Records shown:
-------
PR #216, opened 2023-02-01
Use MongoDB instead of PostgreSQL

Jsyro:
We don't want to store the auth_sessions in persistent storage anyways. 
Verification configurations are lightweight.

We do not see a need for join operations or massive datasets.


oidc-controller/api/verificationConfigs/router.py
```diff
@@ -1,69 +1,65 @@
...
     VerificationConfigRead,
+    VerificationConfig,
 )
 
 router = APIRouter()
 
 
 @router.post(
-    "", response_model=VerificationConfigRead, status_code=http_status.HTTP_201_CREATED
+    "/",
```
esune, line 16: Status code seems to be missing, is this on purpose?

Jsyro: fixed, good catch!

esune (approved):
-------
Task instructions: What this task asks for is an exact copy of the material above.

Your response:
PR #216, opened 2023-02-01
Use MongoDB instead of PostgreSQL

Jsyro:
We don't want to store the auth_sessions in persistent storage anyways. 
Verification configurations are lightweight.

We do not see a need for join operations or massive datasets.


oidc-controller/api/verificationConfigs/router.py
```diff
@@ -1,69 +1,65 @@
...
     VerificationConfigRead,
+    VerificationConfig,
 )
 
 router = APIRouter()
 
 
 @router.post(
-    "", response_model=VerificationConfigRead, status_code=http_status.HTTP_201_CREATED
+    "/",
```
esune, line 16: Status code seems to be missing, is this on purpose?

Jsyro: fixed, good catch!

esune (approved):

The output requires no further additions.